*** Records provided Section Begins ***

PR #4975, opened 2021-05-24
make VersionPresenterList an Enumerable; extract creation to factory

no-reply:
`VersionPresenterList` is effectively an `Enumerable` (responds only to
`#each`), extending it with `include Enumerable` makes it more
versitile (perhaps we should consider a rename?). the current implementation
relies on loading each member up-front and then sorting, but this might not be
necessary for all backends. `Enumerable` also provides some guidance about how
to do this kind of loading lazily.

move the generation to a factory so the details of how to resolve an object to a
list of versions are encapsulated.

@samvera/hyrax-code-reviewers

### DIFF
--- a/app/presenters/hyrax/version_list_presenter.rb
+++ b/app/presenters/hyrax/version_list_presenter.rb
@@ -1,8 +1,27 @@
 # frozen_string_literal: true
 module Hyrax
+  ##
+  # @api public
   class VersionListPresenter
+    include Enumerable
+
+    ##
+    # @param version_list [Array<#created>]
     def initialize(version_list)
       @raw_list = version_list
+    end
+
+    ##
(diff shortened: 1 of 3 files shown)


app/presenters/hyrax/version_list_presenter.rb
```diff
@@ -1,10 +1,29 @@
...
       @raw_list = version_list
     end
 
+    ##
+    # @param [Object] an object representing the File Set
+    #
+    # @return [Enumerable<Hyrax::VersionPresenter>] an enumerable of presenters
+    #   for the relevant file versions.
+    #
+    # @raise [ArugumentError] if we can't build an enu
```
no-reply, line 20:
```suggestion
    # @raise [ArgumentError] if we can't build an enu
```

PR #4977, opened 2021-05-25
Allow active-fedora 12.2 

cjcolvar:
This unblocks pulling in newer hydra-derivatives.

@samvera/hyrax-code-reviewers


no-reply:
is this the same as #4959?

cjcolvar:
:joy: Yes.  I obviously don't remember making that just a week ago.

no-reply:
i was thinking maybe you had a weekly reminder in your calendar! 😂

PR #4978, opened 2021-05-25
wings: generated Valkyrie::Resource classes route back to AF

no-reply:
generated Valkyrie::Resource models should support ActiveModel-like behavior for
routing back to the ActiveFedora::Base objects they are based on.

we had an existing implementation of exactly this requirement for
`SolrDocument`, so that is extracted and reused in `Wings`.

@samvera/hyrax-code-reviewers


no-reply:
supersedes a large part of #4968

dlpierce (approved):

PR #4981, opened 2021-05-27
add basic view test for the file_sets/edit template

no-reply:
this key view was completely untested, and requires quite a bit of careful setup
to work correctly!

this is a very basic test that stubs most of the later partials. getting this in
should help us scale down the setup required for the view and later partials.

@samvera/hyrax-code-reviewers


no-reply:
oops, thought this didn't depend on other work, but it does. closing.

PR #4986, opened 2021-05-28
don't reload the collection to populate subcollection modal

no-reply:
this view used to call `#find` to retirieve a collection from an id. we already
have a presenter and a solr document, so there's no need for this.

instead, allow `Hyrax::Ability` to resolve `CollectionPresenter` to its
underlying `SolrDocument`. Add `CollectionPresenter#nestable?` as an alias to
the existing `#collection_type_is_nestable?` to match the `Collection`
interface, and pass the presenter through to the modal. we continue to pass the
id into the modal for backward compatibility.

Guidance for testing:
  * add a subcollection to an existing collection from the dashboard

@samvera/hyrax-code-reviewers

### DIFF
--- a/app/models/concerns/hyrax/ability.rb
+++ b/app/models/concerns/hyrax/ability.rb
@@ -417,7 +417,7 @@ module Hyrax
 
     def extract_subjects(subject)
       case subject
-      when Hyrax::WorkShowPresenter, FileSetPresenter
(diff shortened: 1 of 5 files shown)


dlpierce (approved):

jlhardes:
I can add a subcollection to an existing collection from the dashboard on both nurax-dev and my local build so this is done.

PR #4987, opened 2021-05-28
don't show the "Add to collection" action when type isn't nestable

no-reply:
the previous guard skipped showing this button only if no collection types were
nestable (checking this involved a solr query). it would then base the actual
behavior on the current collection type's nestability. in the case of admin
sets, it was even hard coded to false!

instead, check whether the current type is nestable. this avoids the most common
case where the user might push this button only to be given a deny popup. since
none of the data is loaded in dynamically in response to the button push,
there's no reason we can't remove that modal implementation altogether.

@samvera/hyrax-code-reviewers

### DIFF
--- a/app/views/hyrax/my/_admin_set_action_menu.html.erb
+++ b/app/views/hyrax/my/_admin_set_action_menu.html.erb
@@ -41,16 +41,5 @@
         <%= t("hyrax.dashboard.my.action.delete_admin_set") %>
       <% end %>
     </li>
-    <% if Hyrax::CollectionType.any_nestable? %>
-        <li role="menuitem" tabindex="-1">
-          <%= link_to "#",
-                      class: 'itemicon add-to-collection',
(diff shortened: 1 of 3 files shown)


app/views/hyrax/my/_admin_set_action_menu.html.erb
```diff
@@ -41,16 +41,5 @@
         <%= t("hyrax.dashboard.my.action.delete_admin_set") %>
       <% end %>
     </li>
-    <% if Hyrax::CollectionType.any_nestable? %>
-        <li role="menuitem" tabindex="-1">
-          <%= link_to "#",
-                      class: 'itemicon add-to-collection',
-                      title: t("hyrax.dashboard.my.action.add_to_collection"),
-                      data: { nestable: false,
```
no-reply, line 49: this line guaranteed that the `deny` modal will be used here.

dlpierce (approved):

PR #4989, opened 2021-05-28
move parent collection JSON generator into helper 

no-reply:
the implementation of query for eligible parent collections had a handful of
problems.

first, it was awkwardly located in the presentation layer. since this code is
really about a business rule ("which parent collections are eligible for this
object?"), hiding it in presenters makes it hard to understand how to approach
changes. it was also duplicated across `CollectionForm` and
`CollectionPresenter`, compounding this problem. moving it to a helper doesn't
completely solve this problem, but it does give us a single point of focus for
continued refactors. as it stands, the business rule is tightly coupled to both
the JSON data generation and the underlying query. we'll probably want to loosen
that up before changing any of these three separate concerns.

second, the implementations retrieved a full object from Fedora. this is
particularly worrying because of how many collections are likely to be included
in a page. in general, we should avoid database access initiated by a
view (controllers should do this!). in the particular case, the called code
doesn't actually need the full object so we can just skip the query. there's
still a view-initiated solr query here, but baby steps.

lastly, there were some bugs in the specific existing implementations: they
cached and returned the wrong data type for repeated calls (Array<Hash>, vs JSON
String). i think this caching is completely unused, so i dropped it from the
helper's implementation.

@samvera/hyrax-code-reviewers

### DIFF
--- a/app/forms/hyrax/forms/collection_form.rb
+++ b/app/forms/hyrax/forms/collection_form.rb
@@ -123,6 +123,11 @@ module Hyrax
         collection_member_service.available_member_subcollections.documents
       end
 
+      ##
+      # @deprecated this implementation requires an extra db round trip, had a
+      #   buggy cacheing mechanism, and was largely duplicative of other code.
+      #   all versions of this code are replaced by
+      #   {CollectionsHelper#available_parent_collections_data}.
       def available_parent_collections(scope:)
         return @available_parents if @available_parents.present?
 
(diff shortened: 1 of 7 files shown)


no-reply:
not sure why github thinks this has failed, when circle says it succeeded.

in the meanwhile, i'm trying to figure out how to setup and test the actual requirements of these methods. what are the correct criteria for eligibility to be a parent/child collection?

it looks something like

parent:
  - provided the collection type is nestable, all collections of the same type excluding:
    - those that are already a parent or child of the current collection, recursively (?);
    - those the user cannot deposit to.

child:
  - provided the collection type is nestable, all collections of the same type excluding:
    - those that are already a parent or child of the current collection, recursively (?);
    - those the user cannot read.

no-reply:
still no test here, but i'm increasingly thinking that's fine. at least pending some further discussion about the questions here.

elrayle:
@no-reply Your interpretation of what makes a collection able to be a parent or child of a given collection matches my expectations.

jeremyf (approved):

PR #5237, opened 2021-10-31
set alternate_identifier instead of id during default adminset creation

elrayle:
For at least some non-wings adapters, you cannot set the id directly.  So need to set the alternate id instead.

Also, update methods checking default admin set to use create service methods.

This makes the same changes as PR #5236, but without the dependency of caching the default admin set in the Hyrax module.

@samvera/hyrax-code-reviewers


elrayle:

PR #5240, opened 2021-11-02
Fix admin set valkyrie create

elrayle:
The valkyrie_create! method was passing the original admin_set to`Hyrax::Collections::PermissionsCreateService.create_default`.  This works for ActiveFedora because it updates the original admin_set during save.  For valkyrie, the original admin_set does not have a value for id after it is persisted.  It needs to pass the results of `Hyrax.persister.save` which is the updated admin_set that does have a value for id.

### Expected

Create the new admin set and associated permission template without errors.

### Actual

Creates the new admin set, but gets an error when creating the permission template.

```
     RSolr::Error::Http:
       RSolr::Error::Http - 400 Bad Request
       Error: {
         "responseHeader":{
           "status":400,
           "QTime":1},
         "error":{
           "metadata":[
             "error-class","org.apache.solr.common.SolrException",
             "root-error-class","org.apache.solr.common.SolrException"],
           "msg":"Document is missing mandatory uniqueKey field: id",
           "code":400}}
 ```

### To reproduce:

Run the following test with the first commit that adds the test, but not the fix.

```
bundle exec rspec spec/services/hyrax/admin_set_create_service_spec.rb:157
```

@samvera/hyrax-code-reviewers

### DIFF
--- a/app/services/hyrax/admin_set_create_service.rb
+++ b/app/services/hyrax/admin_set_create_service.rb
@@ -141,7 +141,7 @@ module Hyrax
       updated_admin_set = Hyrax.persister.save(resource: admin_set).tap do |result|
         if result
           ActiveRecord::Base.transaction do
-            permission_template = permissions_create_service.create_default(collection: admin_set,
+            permission_template = permissions_create_service.create_default(collection: result,
                                                                             creating_user: creating_user)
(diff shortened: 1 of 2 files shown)


cjcolvar (approved):
Good catch!

PR #5242, opened 2021-11-03
Allow work form to display when wings is disabled

elrayle:
### Description

When `Hyrax.config.disable_wings # true` the `Wings` constant is not defined.  This is the correct behavior, but means that any reference to `Wings` in `app` needs to check if `disable_wings #true` before using the `Wings` constant.

This PR addresses a specific instance in `Hyrax::ResourceForm` where there was a check to see if the metadata adapter is wings.

This PR includes
* update existing non-wings test to remove the `Wings` constant so that it provides a failing test for the scenario described in this PR
* code fix to prevent the exception

### Expected

Dashboard -> Works -> Add new work -> displays the work form

### Actual

Dashboard -> Works -> Add new work -> raises an exception

image

### Related Work

There are other places where `Wings` is used without checking `disable_wings #true`.  A cursory review indicates that these locations are places not expected to be encountered when using a non-wings adapter for Valkyrie (e.g. actor stack code, AF forms).  It is possible that other locations may be uncovered later that would need a similar approach as applied in this PR.

@samvera/hyrax-code-reviewers

### DIFF
--- a/app/forms/hyrax/forms/resource_form.rb
+++ b/app/forms/hyrax/forms/resource_form.rb
@@ -53,16 +53,15 @@ module Hyrax
       #   we want to move away from application side lock validation and rely
       #   on the adapter/database features instead.
       LockKeyPopulator = lambda do |_options|
-        self.version =
-          case Hyrax.metadata_adapter
-          when Wings::Valkyrie::MetadataAdapter
+        if Hyrax.config.disable_wings || !Hyrax.metadata_adapter.is_a?(Wings::Valkyrie::MetadataAdapter)
+          Hyrax.logger.info "trying to prepopulate a lock token for " \
+                            "#{self.class.inspect}, but optimistic locking isn't " \
+                            "supported for the configured adapter: #{Hyrax.metadata_adapter.class}"
+          self.version = ''
+        else
+          self.version =
             model.persisted? ? Wings::ActiveFedoraConverter.convert(resource: model).etag : ''
-          else
-            Hyrax.logger.info 'trying to prepopulate a lock token for ' \
-                              "#{self.class.inspect}, but optimistic locking isn't " \
-                              "supported for the configured adapter: #{Hyrax.metadata_adapter.class}"
-            ''
-          end
+        end
       end
 
       class_attribute :model_class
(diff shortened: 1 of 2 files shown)


spec/forms/hyrax/forms/resource_form_spec.rb
```diff
@@ -384,7 +384,13 @@
     end
 
     context 'when using a generic valkyrie adapter', valkyrie_adapter: :test_adapter do
+      before do
+        allow(Hyrax).to receive_message_chain(:config, :disable_wings).and_return(true) # rubocop:disable RSpec/MessageChain
+        hide_const("Wings") # disable_wings=true removes the Wings constant
+      end
```
elrayle, line 390: It already has a test using a non-wings adapter, but it doesn't fully simulate disabled wings.  When it is disabled, the `Wings` constant doesn't exist.  The new before block simulates `disable_wings` returning `true` and the `Wings` constant not existing.

spec/forms/hyrax/forms/resource_form_spec.rb
```diff
@@ -384,7 +384,13 @@
...
       it 'prepopulates as empty before save' do
+        expect(Hyrax.logger).to receive(:info)
+          .with(starting_with("trying to prepopulate a lock token for"))
```
elrayle, line 393: It isn't a change that the logger adds this info message.  This expect line just confirms the message was logged.

app/forms/hyrax/forms/resource_form.rb
```diff
@@ -53,16 +53,15 @@ class ResourceForm < Hyrax::ChangeSet # rubocop:disable Metrics/ClassLength
       #   we want to move away from application side lock validation and rely
       #   on the adapter/database features instead.
       LockKeyPopulator = lambda do |_options|
-        self.version =
-          case Hyrax.metadata_adapter
-          when Wings::Valkyrie::MetadataAdapter
+        if Hyrax.config.disable_wings || !Hyrax.metadata_adapter.is_a?(Wings::Valkyrie::MetadataAdapter)
```
elrayle, line 56: The `case` statement didn't allow for checking `disable_wings` before trying to use the `Wings` constant.  The change is a simple rewrite of the `case` into an `if` to allow for the more complex check.  The code that is executed for each case is the same.

dlpierce (approved):

PR #5243, opened 2021-11-04
Use file_set.id instead of file_set in can?

### LINKED ISSUE #5241: can?(:download, file_set) always returns false (display_media_download_link? in Hyrax::FileSetHelper)
https://github.com/samvera/hyrax/blob/97f45609c208dab8d93ce0597f90e39c519a41e2/app/helpers/hyrax/file_set_helper.rb#L12

This call to `can?(:download, file_set)` always returned 'false' in our testing, which was preventing the download link from appearing below thumbnails on work pages.

I believe the call should be rewritten to `can?(:download, file_set.id)`, like in `app/views/hyrax/file_sets/_actions.html.erb`.

cudevmaxwell:
Fixes #5241;

I think the call to `can?` in `display_media_download_link?` should use `file_set.id`, not `file_set`. This PR makes that change.

@samvera/hyrax-code-reviewers

### DIFF
--- a/app/helpers/hyrax/file_set_helper.rb
+++ b/app/helpers/hyrax/file_set_helper.rb
@@ -9,7 +9,7 @@ module Hyrax::FileSetHelper
   #   set
   def display_media_download_link?(file_set:)
     Hyrax.config.display_media_download_link? &&
-      can?(:download, file_set) &&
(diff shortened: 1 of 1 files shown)


cudevmaxwell:
Failing tests, closing.

PR #5249, opened 2021-11-05
generated indexer test requires resource variable

elrayle:
`it_behaves_like 'a Hyrax::Resource indexer'` requires `:indexer_class` and `:resource` to be defined for tests to run without error.  The work_resource generator did not set `:resource`.  This PR adds the definition so that generates work resource tests pass out of the box.

@samvera/hyrax-code-reviewers


no-reply (approved):

no-reply:
thanks for this addition!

*** Records provided Section Ends ***

#### Exercise prompt
Lines above that contain the string "methods" make up the answer.

#### Finished task
in the meanwhile, i'm trying to figure out how to setup and test the actual requirements of these methods. what are the correct criteria for eligibility to be a parent/child collection?
Also, update methods checking default admin set to use create service methods.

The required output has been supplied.